Just that morning we attended a talk with a woman named Brittany, a biomedical engineer who spent two months in Uganda answering the question of what it takes to allow a neurosurgeon to operate in a hospital there. As she talked about overcrowded wards, understaffed ICUs, hospital systems and infrastructure I imagined her standing in a tall ceilinged ward making notes about how many nurses were attending how many patients, and what that could mean to patient recovery statistics. I imagined her interviewing surgeons in an underfunded hospital, learning how they improvise by using a power drill instead of a bone drill, sterilizing the bits between patients. I imagined her respect at the improvisation, and her frustration because these men and women should not have to improvise medical treatments like that and if – if – if. She talked about service contracts that medical equipment companies like Siemens and Phillips sell to hospitals, to guarantee the upkeep of CT scanners or X-ray machines, contracts as expensive as the millions of dollars the equipment itself costs, contracts that underfunded hospitals cannot afford so that when the very necessary CT scanner breaks it sits useless and throws doctors and surgeons to waiting for clinical symptoms to indicate what is happening in the body.

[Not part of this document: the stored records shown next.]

PR #38, opened 2023-12-21
Fix parsing of export const

### LINKED ISSUE #34: Exports fail to highlight after first occurence
Zed
SCR-20231129-pcpz

Helix
SCR-20231129-pcts

```nu
export const GAMMA = 0.5772156649015329
export const E = 2.718281828459045
export const PI = 3.141592653589793
export const TAU = 6.283185307179586
export const PHI = 1.618033988749895
```

https://github.com/nushell/nushell/blob/main/crates/nu-std/std/math.nu

kit494way:
Fix #34

### DIFF
--- a/corpus/stmt/const.nu
+++ b/corpus/stmt/const.nu
@@ -62,3 +62,24 @@ export const x = 42
     (pipeline
       (pipe_element
         (val_number)))))
+
+=====
+const-005-exported-multiple
+=====
+
+export const GAMMA = 0.5772156649015329
+export const E = 2.718281828459045
+
+----
+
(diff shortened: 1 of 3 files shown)


fdncred:
Thanks for this! I'm wondering if it's possible to have another test that specifically tests the #34 scenario where multiple in a row get recognized properly?

kit494way:
Add a test case for #34

fdncred:
Thanks!

JosephTLyons:
Thank you so much @kit494way, we're going to bump our internal version in Zed to include this commit :)

PR #39, opened 2023-12-23
Fix parsing of pipe at the end of line

### LINKED ISSUE #31: syntax highlighting gets confused
Trying out Zed with nu highlighting I found this in default_env.nu. Notice that after the pipe, it stops highlighting.

image

Looking at the `Syntax Tree` windows in Zed, there are a few `ERROR`s.

image

It would be nice to get this fixed in order to have a more pleasant experience in Zed.

kit494way:
Fix #31


fdncred:
cool. thanks for this!

PR #40, opened 2023-12-23
Fix parsing of unquoted 1-character string

### LINKED ISSUE #15: inconsistent behavior with unquoted strings
# Description

```nu
# this should parse as a pipeline with two elements
'nushell' | str contains n

# but it is parsed as two pipelines, with one ending at `contains`
'nushell' | str contains
n

# quoting the string solves it though
'nushell' | str contains 'n' # <- okay
```

kit494way:
Fix #15


fdncred:
you're on fire! thanks for all your help.

PR #43, opened 2023-12-24
Fix prettier configuration file name

kit494way:
Change the file name from .pretterrc to .prettierrc.
This pr does not change prettier settings, because .prettierrc is empty.
Before this change, if there is a .prettierrc in a parent directory, prettier read settings from the file and it may change the behavior of prettier.


amtoine (approved):
sounds legit :pray:

PR #48, opened 2023-12-27
Fix parsing of command

### LINKED ISSUE #45: Highlighting breaks on `alias` before `let`
The following breaks:

```nushell
alias less = bat
let foo = $'($env.HOME)'
```

It's fine when `alias` is removed.

### LINKED ISSUE #47: Fails to parse a multi-line command enclosed in parentheses
スクリーンショット 2023-12-26 203324

kit494way:
Fix #45 , Fix #47 

Under the current rule for parsing of command, whether the command is a subexpression or not, line breaks are allowed between command arguments.
This causes the parser to fail to correctly detect the end of a command or pipeline.
This pr changes the rules to allow line breaks between command arguments only when the command is a subexpression.

After this change, the highlights looks like follows
スクリーンショット 2023-12-27 215258
スクリーンショット 2023-12-27 215503

### DIFF
--- a/corpus/decl/alias.nu
+++ b/corpus/decl/alias.nu
@@ -45,3 +45,25 @@ export alias change-directory = cd;
       (pipe_element
         (command
           (cmd_identifier))))))
+
+=====
+alias-000-terminated-by-newline
+=====
+
+alias less = bat
+let foo = "foo"
+
+-----
+
+(nu_script
+  (decl_alias
+    (cmd_identifier)
+    (pipeline
+      (pipe_element
+        (command
+          (cmd_identifier)))))
+  (stmt_let
+    (identifier)
+    (pipeline
+      (pipe_element
+        (val_string)))))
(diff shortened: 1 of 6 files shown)


fdncred:
nice work! we appreciate all your efforts here.

amtoine:
nice :ok_hand: 


after updating, it looks much better :pray: 
i just have the whole content of the string interpolation that is white, i.e. `($env.HOME)`

fdncred:
@amtoine isn't that controlled by highlights.scm? I'm not positive but I thought it was.

amtoine:
> @amtoine isn't that controlled by highlights.scm? I'm not positive but I thought it was.
>
it might not be related to that PR yeah, because it's there in other places, i.e. `$env.HOME` never appear to highlight properly in my Neovim.

i did update both the parser and the query file :wink:

fdncred:
what i'm suggesting is that the highlights.scm file is very old and it probably needs a good updating too.

PR #55, opened 2024-01-02
Fix parsing of binary expression

### LINKED ISSUE #51: Parsing fails when the right-hand side of a binary expression is an unquoted string
スクリーンショット 2023-12-30 141552

kit494way:
Fix #51


fdncred:
Thanks!

PR #56, opened 2024-01-03
Fix parsing long flag

### LINKED ISSUE #54: Incorrect parsing for long param flag with dashes
First example:
```nu
#!/usr/bin/env nu

def main [
  --long-param-with-dashes
  --long_param_with_underscores
] {
  if $long_param_with_dashes {
    print "dash param"
  } else {
    print "no dash param"
  }

  if $long_param_with_underscores {
    print "underscore param"
  } else {
    print "no underscore param"
  }
}
```
Syntax highlighting is incorrect and there are multiple "param_short_flag" for the first param flag (with dashes):
tree-sitter-nu1

Second example (probably same cause but different effect):
```nu
#!/usr/bin/env nu

def main [
  --dry-run (-n)
] {
  if $dry_run {
    print "Dry run"
  } else {
    print "Real execution"
  }
}
```
There is now an error in the tree:
tree-sitter-nu2

kit494way:
Fix #54

### DIFF
--- a/corpus/decl/def.nu
+++ b/corpus/decl/def.nu
@@ -306,3 +306,47 @@ def test [
         (param_rest
           (identifier))))
     (block)))
+
+======
+def-017-long-flag-with-short-without-space
+======
+
+def test [
+  --long-flag(-l)
+] {}
+
+-----
+
+(nu_script
+  (decl_def
+    (cmd_identifier)
+    (parameter_bracks
+      (parameter
+        (param_long_flag
+          (identifier))
+        (flag_capsule
+          (param_short_flag))))
+    (block)))
+
+======
+def-018-long-flag-with-short-and-type
+======
+
+def test [
+  --long-flag(-l): int
+] {}
+
+-----
+
+(nu_script
+  (decl_def
+    (cmd_identifier)
+    (parameter_bracks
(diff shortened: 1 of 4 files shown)


corpus/decl/def.nu
```diff
@@ -110,3 +110,199 @@ def-env test []: nothing -> record<a: string, b: int> {}
...
+        (param_long_flag
+          (identifier))))
+    (block)))
+
+======
+def-008-long-flag-with-short
+======
+
+def test [
+  --long-flag (-l)
```
fdncred, line 138: does this require a space or will it parse like `--long-flag(-l)`?

fdncred:
Looks good but what about this type of flags?

```nushell
def test [
  --long-flag(-l): int
] {}
```

corpus/decl/def.nu
kit494way: A space is not required.

kit494way:
I will add more tests.

kit494way:
I added some tests.
I also fixed a same bug in a rule for long flags in command arguments.

fdncred:
thanks! i'm really enjoying all these fixes/additions. keep up the great work!

PR #57, opened 2024-01-03
Introduction of a simple plugin for nvim

aserowy:
Hi,

for easier integration into nvim, i added a plugin (tested with [folke/lazy.nvim](https://github.com/folke/lazy.nvim)) to the repository. To enable automatic resolution of queries, i had to move them to `queries/nu`.

The plugin sets the comment string, adds filetype detection and adds the parser to treesitters parser config. If you do not want to add a program specific plugin to this repository, please let me know. Thus, i ll host a seperated one for lazy devs like me :D

Kind regards
Alexander


kubouch:
Part of me is saying that it would be better to have it in a separate repository. But since tree sitter is intended primarily for editors, maybe it makes sense to have editor integrations here as well?

aserowy:
Long term should be a direct integration into the treesitter repo imho.

I created the pr to enable easy nvim support short term.

If your goal is to not integrate I would go the seperation of concerns route and create a repo for each editor. Thus, no plugin integration conflicts with others.

fdncred:
Could you also update [this markdown](https://github.com/nushell/tree-sitter-nu/blob/main/installation/neovim.md) with an example based on lazy.nvim?

fdncred:
thanks for updating the doc too. i think this makes things better.

fdncred:
FYI - This PR broke `tree-sitter highlight`. I'm hoping this fixes it https://github.com/nushell/tree-sitter-nu/pull/75

PR #61, opened 2024-01-04
Fix parsing of if/else and try/catch in parens

### LINKED ISSUE #58: A newline between `}` and `else` cause parse error
A newline between `}` and `else` is allowed only if it is parenthesized.
This is originally reported in this [comment](https://github.com/nushell/tree-sitter-nu/issues/52#issuecomment-1874017078).

スクリーンショット 2024-01-03 153748

kit494way:
Fix #58


fdncred:
Thanks!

So as Brittany talked, I thought of two ways I might tell this story. I could ask for an interview and write a creative nonfiction piece, supplementing with additional interviews and research about the lucrative business of service contracts (already studied and, presumably, reported elsewhere). And I could learn all the language of biomedical engineering, the names of Ugandan cities, towns, roads. The cultural challenges she encountered traveling alone, the shifts in her mindset as she spoke with medical professionals working around the poor infrastructure of their hospitals. I could ask about the food she ate, the ailments she endured, what she wants for the places she visited, who she hopes to see again. So I could write all of this as a creative nonfiction piece. Or I could shape what I learn into fiction. Lift and modify elements of Brittany’s two months to tell a similar story. I would keep the service contracts, a detail so sinister I’d want people to wonder why we allow medical equipment companies to abandon their machines to inevitable disrepair in countries struggling to care for patients when the electricity might blink off after a rain.

I like that I think in stories. Sometimes I wonder why I want to tell stories, fiction or nonfiction. Always I’ve worked my imagination. Such a gift. But for two decades I’ve also practiced craft in the middle of my present. A line from a conversation or detail of the room or a question about an interaction comes to me highlighted and underlined: this is a story. And then I am thinking how to pull disparate elements of a scene into narrative: what to cut, how to order. Much of my story thinking lands in my notebook to stay in cursive because most momentary sparks don’t light a story for want of time or tension. (The man who wishes he’d seen Alaska years ago will land in my notebook, and so will Brittany, but one may be anecdote and the other a story). But still I draft in the middle. I think in stories so when I write stories I know a little more how to show you what I see.


Fourteen of thirty-nine. 1477 words.